Expand description

Callback interfaces are traits specified in UDL which can be implemented by foreign languages.

Using callback interfaces

  1. Define a Rust trait.

This toy example defines a way of Rust accessing a key-value store exposed by the host operating system (e.g. the key chain).

trait Keychain: Send {
  fn get(&self, key: String) -> Option<String>;
  fn put(&self, key: String, value: String);
}
  1. Define a callback interface in the UDL
callback interface Keychain {
    string? get(string key);
    void put(string key, string data);
};
  1. And allow it to be passed into Rust.

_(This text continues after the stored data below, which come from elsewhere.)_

Issue #11473, opened 2025-12-22
Discord voice call causes FPS drops


KebsCS:
Elevating the thread priority increases the chance the CPU picks it first instead of other CPU heavy tasks. If someone is playing DDNet they most likely would want it to not stutter and have the best performance compared to background tasks.

This could fix stutters related to discord elevating its priority, because it is CPU heavy and with higher priority https://www.reddit.com/r/discordapp/comments/1c6q1u2/comment/mpgu414/

<img width="450" height="98" alt="Image" src="https://github.com/user-attachments/assets/8a84de11-e5f5-4315-9347-929ad9a795e9" />

See SetThreadPriority: 
https://learn.microsoft.com/en-us/windows/win32/api/processthreadsapi/nf-processthreadsapi-setthreadpriority
`SetThreadPriority(GetCurrentThread(), THREAD_PRIORITY_ABOVE_NORMAL); 
`
 or priority 14 if discord's voice is 13, `THREAD_PRIORITY_TIME_CRITICAL` is 15

or `SetPriorityClass` for process priority https://learn.microsoft.com/en-us/windows/win32/api/processthreadsapi/nf-processthreadsapi-setpriorityclass

heinrich5991:
Duplicate #11472.

KebsCS:
Not a duplicate, this is a different proposal that isn't related to only discord stutters

KebsCS:
Read the first sentence of the issue. And I created both of the issues so obviously they don't mean the same

heinrich5991:
> Not a duplicate, this is a different proposal that isn't related to only discord stutters

I thought these were two proposals for how to deal with stutters with Discord. You want this issue to be about something different from Discord stutters?

> Read the first sentence of the issue. And I created both of the issues so obviously they don't mean the same

I read it. I wouldn't want to increase DDNet's thread priority without good justification. Discord causing stutters would be a good motivation, that part is covered by #11472 though.

KebsCS:
> I read it. I wouldn't want to increase DDNet's thread priority without good justification. Discord causing stutters would be a good motivation, that part is covered by [#11472](https://github.com/ddnet/ddnet/issues/11472) though.

Alright, imo for games it's better to be at least above normal priority. Not necessarily having to bump it above discord

heinrich5991:
Do other games try to set their threads to higher priority on Windows?

KebsCS:
I don't have many games installed, but:

[...]

Issue #4113, opened 2021-08-23
DDNet client crashes


fokkonaut:
It seems that ddnet client doesnt like my server, as it sometimes crashes there. Just like https://github.com/ddnet/ddnet/issues/3695 there is another crash, someone told me the program showed "free(): invalid size" and then "Aborted" before the crash.
Also there is anothet problem where the client hangs and if you dont wait for a few seconds and press nothing, it would crash aswell. I cant reproduce this myself, so I have no idea where these crashes could come from. If anyone here could try to debug this, it would be very cool.
(Only happens with DDNet client)

Robyt3:
Is this related to the map on your server? The client crashes with a bunch of my maps and demos I created with 0.7 master.

fokkonaut:
No, this is probably related to my mod sending "weird" packets. 0.7 clients dont crash and there is a lot going on in my mod, but I never get one of these crashes so I have no info about it. I told my community to try and debug this, not sure when or if the issue will be found yet.

Jupeyy:
Next time ask them where in the map it crashes, and what they did, else it doesn't really help, except somebody wants to read all code paths for all packets again

fokkonaut:
I think it crashes due to a feature called atom, i have another opened issue already, but not sure. If you would like, I can give you access to check.

Jupeyy:
I'd prefer to talk about opensource stuff, else it just makes it hard to communicate with ppl who have more knowledge about the network implementation, so not interested, sry

fokkonaut:
So, I found out: It crashes when atom gets activated while cl_antiping is on.

fokkonaut:
Think its a server issue

Jupeyy:
It should still not crash the client.
Would be nice if you post a backtrace

fokkonaut:
It was because I sent uninitialized data, it was just garbage. No need/way to fix this.

Jupeyy:
Would be nice if you could do it, i cannot reproduce it because my local server sets x and y to zero even if uninitialized :D

fokkonaut:
I can try later dunno how to save bt in visual studio tho. Also, it crashed in CalcPos, in IntersectLine

Robyt3:
I can't reproduce the crash with ASAN, but I can get the client to freeze by sending a random start tick.

[...]

PR #11482, opened 2025-12-23
Elevate game and rendering threads priority

KebsCS:
Seems to be very common for games to up their thread's priority. See https://github.com/ddnet/ddnet/issues/11473

## Checklist

### DIFF
--- a/src/base/windows.cpp
+++ b/src/base/windows.cpp
@@ -466,4 +466,15 @@ void windows_shell_update()
 	SHChangeNotify(SHCNE_ASSOCCHANGED, SHCNF_IDLIST, nullptr, nullptr);
 }
 
+void windows_set_thread_priority(void *thread, int priority)
+{
+	if(thread == nullptr)
+		thread = GetCurrentThread();
+
+	if(!SetThreadPriority(thread, priority))
+	{
+		windows_print_error("set_thread_priority", "Failed to set thread priority", GetLastError());
+	}
+}
+
 #endif
--- a/src/base/windows.h
+++ b/src/base/windows.h
@@ -175,6 +175,18 @@ bool windows_shell_unregister_application(const char *executable, bool *updated)
  */
 void windows_shell_update();
 
+/**
+ * Tries to elevate the thread's priority.
+ *
+ * @ingroup Windows
+ *
+ * @param thread The handle of the thread to set the priority for. `nullptr` for the current thread.
+ * @param priority The priority level to set.
+ *
+ * @remark Elevating the thread priority increases the chance the CPU picks it first.
+ */
+void windows_set_thread_priority(void *thread, int priority);
+
 #endif
 
 #endif
--- a/src/engine/client/backend/vulkan/backend_vulkan.cpp
+++ b/src/engine/client/backend/vulkan/backend_vulkan.cpp
@@ -3,6 +3,9 @@
 #include <base/log.h>
 #include <base/math.h>
 #include <base/system.h>
+#if defined(CONF_FAMILY_WINDOWS)
+#include <base/windows.h>
+#endif
 
 #include <engine/client/backend/backend_base.h>
 #include <engine/client/backend/vulkan/backend_vulkan.h>
@@ -7558,6 +7561,9 @@ public:
 				std::unique_lock<std::mutex> Lock(pRenderThread->m_Mutex);
 				m_vpRenderThreads.emplace_back(pRenderThread);
 				pRenderThread->m_Thread = std::thread([this, i]() { RunThread(i); });
+#if defined(CONF_FAMILY_WINDOWS)
+				windows_set_thread_priority(reinterpret_cast<void *>(pRenderThread->m_Thread.native_handle()), 1);
+#endif
 				// wait until thread started
 				pRenderThread->m_Cond.wait(Lock, [pRenderThread]() -> bool { return pRenderThread->m_Started; });
 			}
--- a/src/engine/client/backend_sdl.cpp
+++ b/src/engine/client/backend_sdl.cpp
@@ -1,4 +1,7 @@
 #include <base/detect.h>
+#if defined(CONF_FAMILY_WINDOWS)
+#include <base/windows.h>
+#endif
 
 #ifndef CONF_BACKEND_OPENGL_ES
 #include <GL/glew.h>
@@ -100,6 +103,9 @@ void CGraphicsBackend_Threaded::StartProcessor(ICommandProcessor *pProcessor)
 #if !defined(CONF_PLATFORM_EMSCRIPTEN)
 	std::unique_lock<std::mutex> Lock(m_BufferSwapMutex);
 	m_pThread = thread_init(ThreadFunc, this, "Graphics thread");
+#if defined(CONF_FAMILY_WINDOWS)
+	windows_set_thread_priority(m_pThread, 1);
+#endif
 	// wait for the thread to start
 	m_BufferSwapCond.wait(Lock, [this]() -> bool { return m_Started; });
 #endif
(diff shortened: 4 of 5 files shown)


src/base/windows.cpp
```diff
@@ -466,4 +466,14 @@ void windows_shell_update()
 	SHChangeNotify(SHCNE_ASSOCCHANGED, SHCNF_IDLIST, nullptr, nullptr);
 }
 
+void windows_set_process_priority_high()
+{
+	HANDLE process = GetCurrentProcess();
+
+	if(!SetPriorityClass(process, HIGH_PRIORITY_CLASS))
```
Robyt3: > `HIGH_PRIORITY_CLASS`: Process that performs time-critical tasks that must be executed immediately. The threads of the process preempt the threads of normal or idle priority class processes. An example is the Task List, which must respond quickly when called by the user, regardless of the load on the operating system. Use extreme care when using the high-priority class, because a high-priority class application can use nearly all available CPU time.

https://learn.microsoft.com/en-us/windows/win32/api/processthreadsapi/nf-processthreadsapi-setpriorityclass

What happens if the main thread runs an endless or very long loop (e.g. due to #4113 or any other undiscovered bug)? Does this make the entire system unresponsive?

Does `ABOVE_NORMAL_PRIORITY_CLASS` also avoid the stutters?

Can we set the priority of the Discord process instead of changing our own?

AssassinTee: I agree with this, this is the resource I found: https://expertbeacon.com/is-it-ok-to-set-priority-in-task-manager/?utm_source=chatgpt.com

It claims diminishing returns beyond ABOVE_NORMAL.. 

Yes, I found the source using ChatGPT

KebsCS: > Can we set the priority of the Discord process instead of changing our own?


I don't think we should do an expensive operation of scanning all processes and then changing something that isn't ours

heinrich5991: Well, we're presumably fixing a Discord bug here, so I'm not so opposed to hacking around their process…

KebsCS: `ABOVE_NORMAL` doesn't fix the stutter issue

KebsCS:
Changed to `ABOVE_NORMAL` per discord discussion, but discord issue is not fixed

AssassinTee (approved):
I find this reasonable - waiting for other maintainers

src/base/windows.cpp
```diff
@@ -466,4 +466,14 @@ void windows_shell_update()
 	SHChangeNotify(SHCNE_ASSOCCHANGED, SHCNF_IDLIST, nullptr, nullptr);
 }
 
+void windows_set_process_priority_above_normal()
+{
+	HANDLE process = GetCurrentProcess();
+
+	if(!SetPriorityClass(process, ABOVE_NORMAL_PRIORITY_CLASS))
+	{
+		windows_print_error("windows_set_process_priority_above_normal", "Failed to set process priority", GetLastError());
```
heinrich5991: Too long category.

src/base/windows.h
```diff
@@ -175,6 +175,13 @@ bool windows_shell_unregister_application(const char *executable, bool *updated)
  */
 void windows_shell_update();
 
+/**
+ * Changes the current process priority to above normal.
```
heinrich5991:
```suggestion
 * Tries to elevate the current process priority.
```

heinrich5991 (commented):
I don't think we should do this, unless this fixes something.

If we want to do this, this should probably only affect the main thread, all other threads are definitely not "higher priority".

KebsCS:
> If we want to do this, this should probably only affect the main thread, all other threads are definitely not "higher priority".

What about the graphics thread?

AssassinTee:
> 
> > If we want to do this, this should probably only affect the main thread, all other threads are definitely not "higher priority".
> 
> What about the graphics thread?

These are usually 3 btw

KebsCS:
> These are usually 3 btw

3 what?

AssassinTee:
>  
> > These are usually 3 btw
> 
> 3 what?

Threads

KebsCS:
Done

heinrich5991:
Without fixing a bug, we shouldn't do this.

KebsCS:
> Without fixing a bug, we shouldn't do this.

I don't think every PR **has** to be a bugfix. This is potential performance improvement and is used in most games as found by me and @AssassinTee.
If you trust windows api documentation being correct, that high priority could break the system, why is above normal priority not just a good upgrade?


I don't understand why closing PRs with vague reason triggered you so hard in the past https://github.com/ddnet/ddnet/issues/10633 but you do it all the time yourselves

AssassinTee:
@KebsCS I suggest actually collecting some data on the performance and mark this as an optimization:

https://github.com/AssassinTee/ddnet-benchmarks

If yo u show, that it improves the game performance by 10%, there is a strong case to reconsider this. Maybe it shows no changes whatsoever and we can continue forward

KebsCS:
> @KebsCS I suggest actually collecting some data on the performance and mark this as an optimization:
> 
> [AssassinTee/ddnet-benchmarks](https://github.com/AssassinTee/ddnet-benchmarks?rgh-link-date=2026-01-05T14%3A35%3A04Z)
> 
> If yo u show, that it improves the game performance by 10%, there is a strong case to reconsider this. Maybe it shows no changes whatsoever and we can continue forward

Without fixing a bug, we shouldn't do this.

heinrich5991:
At the time of writing my closing comment above, I considered "other games also do this" as the only motivation for this PR. Since there's a risk of cargo-culting here, I'd prefer not to do stuff just because other games also do it.

If there are performance improvements (beyond "I think this makes performance better") by merging this PR, I'm open to merging it.

Pioooooo:
https://learn.microsoft.com/en-us/windows/win32/procthread/scheduling-priorities
> The system treats all threads with the same priority as equal. The system assigns time slices in a round-robin fashion to all threads with the highest priority. If none of these threads are ready to run, the system assigns time slices in a round-robin fashion to all threads with the next highest priority. If a higher-priority thread becomes available to run, the system ceases to execute the lower-priority thread (without allowing it to finish using its time slice) and assigns a full time slice to the higher-priority thread.

That said, with discord voice set to high priority, chances are that this circumstance happens and robs ddnet of enough cpu time for its task, and setting the game threads proper priority would eliminate this possibility.

dropalways:
> If there are performance improvements (beyond "I think this makes performance better") by merging this PR, I'm open to merging it.

Alot of people use discord and voice chat while playing ddnet i dont see a reason why not to merge this. The reason why games might do this is because you are playing a game, you want your pc to prioritize the game rather than another program.

heinrich5991:
> i dont see a reason why not to merge this

Here's a reason why not to merge this (incidentally just two comments before yours).

> At the time of writing my closing comment above, I considered "other games also do this" as the only motivation for this PR. Since there's a risk of cargo-culting here, I'd prefer not to do stuff just because other games also do it.

As an advice: "I see on reason not to merge it" is usually a problem with the person saying it. Please try to understand the reasons for and against a change before commenting, then you can also say how you prioritize the pros/cons.

Pioooooo:
And is it that my reasoning is just ignored?

heinrich5991:
As far as I can tell, your reasoning is a guess. If it's not, please tell me. The official documentation advises against setting the priority to high, and according to the documentation, setting it to above normal wouldn't help.

Pioooooo:
> If a higher-priority thread becomes available to run, the system ceases to execute the lower-priority thread (without allowing it to finish using its time slice) and assigns a full time slice to the higher-priority thread. 

Setting it to above normal means it would have the same priority with discord voice. I don't know if you have trouble understanding the quote.

heinrich5991:
I guess we should move to #11473, not this closed PR.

Here, we define a constructor to pass the keychain to rust, and then another method which may use it.

In UDL:

object Authenticator {
    constructor(Keychain keychain);
    void login();
}

In Rust:

struct Authenticator {
  keychain: Box<dyn Keychain>,
}

impl Authenticator {
  pub fn new(keychain: Box<dyn Keychain>) -> Self {
    Self { keychain }
  }
  pub fn login(&self) {
    let username = self.keychain.get("username".into());
    let password = self.keychain.get("password".into());
  }
}
  1. Create an foreign language implementation of the callback interface.

In this example, here’s a Kotlin implementation.

class AndroidKeychain: Keychain {
    override fun get(key: String): String? {
        // … elide the implementation.
        return value
    }
    override fun put(key: String) {
        // … elide the implementation.
    }
}
  1. Pass the implementation to Rust.

Again, in Kotlin

val authenticator = Authenticator(AndroidKeychain())
authenticator.login()

How it works.

High level

Uniffi generates a protocol or interface in client code in the foreign language must implement.

For each callback interface, a CallbackInternals (on the Foreign Language side) and ForeignCallbackInternals (on Rust side) manages the process through a ForeignCallback. There is one ForeignCallback per callback interface.

Passing a callback interface implementation from foreign language (e.g. AndroidKeychain) into Rust causes the KeychainCallbackInternals to store the instance in a handlemap.

The object handle is passed over to Rust, and used to instantiate a struct KeychainProxy which implements the trait. This proxy implementation is generate by Uniffi. The KeychainProxy object is then passed to client code as Box<dyn Keychain>.

Methods on KeychainProxy objects (e.g. self.keychain.get("username".into())) encode the arguments into a RustBuffer. Using the ForeignCallback, it calls the CallbackInternals object on the foreign language side using the object handle, and the method selector.

The CallbackInternals object unpacks the arguments from the passed buffer, gets the object out from the handlemap, and calls the actual implementation of the method.

If there’s a return value, it is packed up in to another RustBuffer and used as the return value for ForeignCallback. The caller of ForeignCallback, the KeychainProxy unpacks the returned buffer into the correct type and then returns to client code.

Structs

Struct to hold a foreign callback.

Constants

The method index used by the Drop trait to communicate to the foreign language side that Rust has finished with it, and it can be deleted from the handle map.

Type Definitions

ForeignCallback is the Rust representation of a foreign language function. It is the basis for all callbacks interfaces. It is registered exactly once per callback interface, at library start up time. Calling this method is only done by generated objects which mirror callback interfaces objects in the foreign language.